Just wondering if any of you carvers use any cheep 110v electric saws for carving and what saws can be fitted with a carve dime nose kit? If you can list a model of saw and a carving kit that would be great info. Some of my neighbors are getting peeved with my saws. So I'd like to tone it down a bit


----------



## johnnylabguy (Mar 10, 2016)

I'm just a hobby carver that doesn't do a lot of carving. But I did pick this up cheap on eBay so I can carve in my shop without all the noise and fumes. Have only used it a little but works ok. Certainly wouldn't recommend it for heavy use as its quality is what u would expect from a Chinese homeowner grade product. But as an entry level piece to try it out it's hard to beat the price:


Refurb. That is shipped to your door price too.


----------



## bikemike (Mar 10, 2016)

johnnylabguy said:


> I'm just a hobby carver that doesn't do a lot of carving. But I did pick this up cheap on eBay so I can carve in my shop without all the noise and fumes. Have only used it a little but works ok. Certainly wouldn't recommend it for heavy use as its quality is what u would expect from a Chinese homeowner grade product. But as an entry level piece to try it out it's hard to beat the price:
> View attachment 491133
> 
> Refurb. That is shipped to your door price too.

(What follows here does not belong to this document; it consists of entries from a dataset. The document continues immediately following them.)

PR #705, opened 2020-04-22
fix: lock sharp version

Salakar:
Locks the Sharp library version to a Node.js v8 compatible version. 

See https://github.com/firebase/extensions/pull/278 for details


jhuleatt:
Thanks @Salakar !

PR #707, opened 2020-04-24
Fix npm build warning

### LINKED ISSUE #690: "npm build" instead of "npm run build"
https://github.com/firebase/functions-samples/blob/8c5e715870fa975a027e7bf65bac1af915f05655/nextjs-with-firebase-hosting/package.json#L14

Pretty sure that should be `npm run build` not `npm build`. 
Currently it throws a warning from npm, whereas npm run build actually does build next.

dlackty:
This closes #690. I also do a quick search for `npm build` across the whole project, and this is the only usage.


jhuleatt:
Thank you @dlackty !

PR #710, opened 2020-04-30
Add sample to publish models

ulukaya:


publish-model/functions/index.js
```diff
@@ -0,0 +1,86 @@
...
+  
+  const modelOptions = {
+    displayName: modelName,
+    tfliteModel: { gcsTfliteUri: gcsUri }
+  };
+  
+  // List models with same name
+  const modelsResult = await ml.listModels({filter: `display_name = ${modelName}`});
+  
+  var model;
```
jhuleatt, line 62: since you're using `const` everywhere else, you can use `let` here. but not a big deal either way

publish-model/functions/index.js
```diff
@@ -0,0 +1,86 @@
...
+  } else {
+	  model = await ml.createModel(modelOptions);
+  }
+
+  if (model.validationError) {
+    // Can't publish models with validation errors
+    return console.log(`Validation error: ${model.validationError}. Will not publish the model.`);
+  }
+
+  const publishedModel = await ml.publishModel(model.modelId);
```
jhuleatt, line 83: you might get linter errors here for defining a variable and not using it. you can just make this line `await ml.publishModel(model.modelId);` or if there's something in the `publishedModel` object that's worth including in the final log, you can add it there. also not a big deal either way

PR #718, opened 2020-05-13
Call docChanges method according to TS definition

bodazhao:
TypeScript warned me this error when chaining `forEach` after `docChanges`

```
Property 'forEach' does not exist on type '(options?: SnapshotListenOptions |
undefined) => DocumentChange<DocumentData>[]'.ts(2339)
```

So I look at [the doc](https://firebase.google.com/docs/reference/js/firebase.firestore.QuerySnapshot#docchanges) and see it's an method and by calling it fixed the ts error


bodazhao:
@googlebot I signed it!

jhuleatt:
Thank you for finding this bug @bodazhao !

PR #722, opened 2020-05-19
updated mkdirp-promise import

mauzepeda:
`mkdirp-promise` is deprecated so I changed it to `mkdirp` as suggested in the official documentation. It should be backwards compatible.


jhuleatt:
Thanks @mauzepeda!

PR #728, opened 2020-05-31
Update Stripe Sample

thorsten-stripe:
* Update to new Stripe Payments APIs and Stripe Elements
* Change to Vanilla HTML and JavaScript
* Update Stripe libraries
* ~Change to node 10 engine~

You can test it here: https://cloud-functions-stripe-sample.web.app/
- no 3D Secure required: 4242424242424242
- 3D Secure required: 4000000000003220


stripe/public/javascript/app.js
```diff
@@ -0,0 +1,319 @@
...
+    .collection('stripe_customers')
+    .doc(currentUser.uid)
+    .collection('payment_methods')
+    .onSnapshot((snapshot) => {
+      if (snapshot.empty) {
+        document.querySelector('#add-new-card').open = true;
+      }
+      document
+        .querySelectorAll('select[name=payment-method] option')
+        .forEach((el) => el.remove());
```
thorsten-stripe, line 103: @jhuleatt is there a better way of doing this? I did try the `snapshot.docChanges()`[0] approach and tried to filter for `change.type === 'added'` but that didn't behave as expected and also appended too many items.

I there a way to only get the item that was added?

[0] https://firebase.google.com/docs/firestore/query-data/listen#view_changes_between_snapshots

thorsten-stripe:
@googlebot I signed it!

thorsten-stripe:
@googlebot I fixed it.

thorsten-stripe:
@jhuleatt any idea what's going wrong here? It looks like the bot doesn't like the merging in of the changes from master. Any idea why that is?

jhuleatt:
It looks like the CLA bot is confused. I'm going to manually set the CLA label

stripe/public/javascript/app.js
jhuleatt: The way I usually do it is something like:

```js
snapshot.forEach(doc => {
  const paymentMethod = doc.data();
  if (!paymentMethod.card) {
    return;
  }

  const optionId = `card-${doc.id}`;
  let optionElement = document.getElementById(optionId);

  // add a new option if one doesn't exist yet
  if (!optionElement) {
    optionElement = document.createElement("option");
    optionElement.id = optionId;
    document.querySelector("select[name=payment-method]").appendChild(option);
  }

  optionElement.text = `${paymentMethod.card.brand} •••• ${paymentMethod.card.last4} | Expires ${paymentMethod.card.exp_month}/${paymentMethod.card.exp_year}`;
});
```

stripe/functions/index.js
```diff
@@ -18,77 +18,142 @@
...
-        // still logging an exception with StackDriver
-        console.log(error);
-        await snap.ref.set({error: userFacingMessage(error)}, { merge: true });
-        return reportError(error, {user: context.params.userId});
-      }
-    });
-// [END chargecustomer]]
+const { Logging } = require('@google-cloud/logging');
+const logging = new Logging({
+  projectId: '<YOUR FIREBASE PROJECT ID>',
```
jhuleatt, line 23: Instead of asking a developer to set this manually, this can be accessed as an environment variable that's automatically provided to Cloud Functions via `process.env.GCLOUD_PROJECT`

stripe/functions/package.json
```diff
@@ -20,7 +20,7 @@
     "logs": "firebase functions:log"
   },
   "engines": {
-    "node": "8"
+    "node": "10"
```
jhuleatt, line 23: Let's leave this on 8 for now so all samples in this repo are aligned. There are some changes coming with Node 10 that we need to address across this whole repo. [Background](https://firebase.google.com/support/faq/#expandable-15)

jhuleatt:
Added some small comments, but looks good to me overall!

stripe/public/javascript/app.js
```diff
@@ -0,0 +1,319 @@
...
+      .firestore()
+      .collection('stripe_customers')
+      .doc(currentUser.uid)
+      .onSnapshot((snapshot) => {
+        if (snapshot.data()) {
+          customerData = snapshot.data();
+          startDataListeners();
+          document.getElementById('loader').style.display = 'none';
+          document.getElementById('content').style.display = 'block';
+        }
```
jhuleatt, line 61: While we're here, let's fix a small bug. We have an `if (snapshot.data())`, but can you please add an `else` that console.logs or similar to indicate that no customer record for this user ID was found? I ran into this because I signed in with a user that had already been created on my project, so the auth-triggered function never ran.

stripe/functions/index.js
```diff
@@ -18,77 +18,142 @@
...
 
-// Add a payment source (card) for a user by writing a stripe payment source token to Cloud Firestore
-exports.addPaymentSource = functions.firestore.document('/stripe_customers/{userId}/tokens/{pushId}').onCreate(async (snap, context) => {
-  const source = snap.data();
-  const token = source.token;
-  if (source === null){
-    return null;
-  }
+/**
+ * When adding the payment method ID on the clinet,
```
jhuleatt, line 47:
```suggestion
 * When adding the payment method ID on the client,
```

thorsten-stripe:
Thanks a mill for the review, I'll look into the needed changes :)

Regarding the `No such setupintent` error, it looks like you're using the default publishable key from the Stripe docs, rather than your Stripe account's publishable key. Updating the `STRIPE_PUBLISHABLE_KEY` in the `app.js` file with the one in your Stripe Dashboard should do the trick 👍 

To help others avoid this mistake, do you remember where you copied the publishable key from?

stripe/public/javascript/app.js
thorsten-stripe: Brilliant, I've changed to that approach, thanks :)

stripe/functions/package.json
thorsten-stripe: These changes mainly seem related to billing, right? Since we're making requests to Stripe we need to enable billing anyway, no?

jhuleatt:
> Thanks a mill for the review, I'll look into the needed changes :)
> 
> Regarding the `No such setupintent` error, it looks like you're using the default publishable key from the Stripe docs, rather than your Stripe account's publishable key. Updating the `STRIPE_PUBLISHABLE_KEY` in the `app.js` file with the one in your Stripe Dashboard should do the trick 👍
> 
> To help others avoid this mistake, do you remember where you copied the publishable key from?

Thanks Thor, that was it! I copy + pasted from a draft update of [this page](https://firebase.google.com/docs/use-cases/payments) that will go along with this PR, and forgot to replace the default key with my own. I'll make a note on the draft to use something like `<YOUR STRIPE PUBLISHABLE KEY>` instead of the default publishable key.

PR #730, opened 2020-06-02
Update sharp, remove deprecated max fn call, retrieve image urls and …

alxvallejo:
…save to firebase rtdb.

Updating the example here on how to better use the sharp node lib to parse and save to the firebase db.

Sorry for the formatting - i'm actually have some minor issue with VSCode on that. If anyone can assist there that'd be great.

### DIFF
--- a/image-sharp/functions/index.js
+++ b/image-sharp/functions/index.js
@@ -16,9 +16,12 @@
 'use strict';
 
 const functions = require('firebase-functions');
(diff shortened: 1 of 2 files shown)


NickFoden:
Hi @alxvallejo in vscode, you can  "Command + Shift + P" to select a save without formatting, this might help you reduce the amount of whitespace, etc  changes?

Do you have a carve bar kit on you saw?


----------



## SAWsquatch (Mar 10, 2016)

I carve 4 days a week usually and just picked up a stihl msa 200 C-BQ from the local stihl dealer for just over 300$. It is battery powered and still has good power. Can use it anywhere would highly recommend. I was looking for electric saw for carving in my shop until I stumbled upon this saw.


----------



## blades (Mar 11, 2016)

Electric saws- very first ting to do is look up parts availability for the big drive ( ring gear) inside unit- these are plastic and if you jam the chain in any fashion it will get stripped. Just had a customer with a brand new one, A poulan 3.5hp can't get just the gear got to buy the drive system at more than the box store retail price of the unit new- so buyers beware. This hasn't been the case in the past with poulan as most of the former models the gear was around $16 or less ( still too much but it is what it is) It is a chi-com mfg product ( i think they all are). I could not get anywhere with anyone at Husky to get just the gear. Ya I went all the way back to Husky proper and still got the run-a-round . A note: many many years ago this gear was , for lack of a better term pot metal not plastic, those lasted a bit longer. On a positive note that motor is going to make a great depth gauge grinder


----------



## bikemike (Mar 11, 2016)

blades said:


> Electric saws- very first ting to do is look up parts availability for the big drive ( ring gear) inside unit- these are plastic and if you jam the chain in any fashion it will get stripped. Just had a customer with a brand new one, A poulan 3.5hp can't get just the gear got to buy the drive system at more than the box store retail price of the unit new- so buyers beware. This hasn't been the case in the past with poulan as most of the former models the gear was around $16 or less ( still too much but it is what it is) It is a chi-com mfg product ( i think they all are). I could not get anywhere with anyone at Husky to get just the gear. Ya I went all the way back to Husky proper and still got the run-a-round . A note: many many years ago this gear was , for lack of a better term pot metal not plastic, those lasted a bit longer. On a positive note that motor is going to make a great depth gauge grinder


Yeah that's why I'm asking about what can work. Had a few remington saws gears would strip out. And it wasn't a replacement part for the main output


----------



## src360ss (Mar 14, 2016)

Bikemike, the makita electric chainsaw is a great option for carving. I have 3 of them currently and for the better part of a year they were what I used until I found a spot to carve with my gas saws. The model number is uc4035 I believe off the top of my head. If you have a Home Depot with a rental department you can get them for about $100-$125.00. You can modify a dolmar sprocket to convert them to a rim system and then run a 1/4" pitch chain and dime tip bar. I highly recommend the 1/4" .043 guage stihl chain and the 12" cannon dime tip in .043 guage also. Let me know if you have any questions, I'd be happy to help you out if I can.


----------



## bikemike (Mar 14, 2016)

src360ss said:


> Bikemike, the makita electric chainsaw is a great option for carving. I have 3 of them currently and for the better part of a year they were what I used until I found a spot to carve with my gas saws. The model number is uc4035 I believe off the top of my head. If you have a Home Depot with a rental department you can get them for about $100-$125.00. You can modify a dolmar sprocket to convert them to a rim system and then run a 1/4" pitch chain and dime tip bar. I highly recommend the 1/4" .043 guage stihl chain and the 12" cannon dime tip in .043 guage also. Let me know if you have any questions, I'd be happy to help you out if I can.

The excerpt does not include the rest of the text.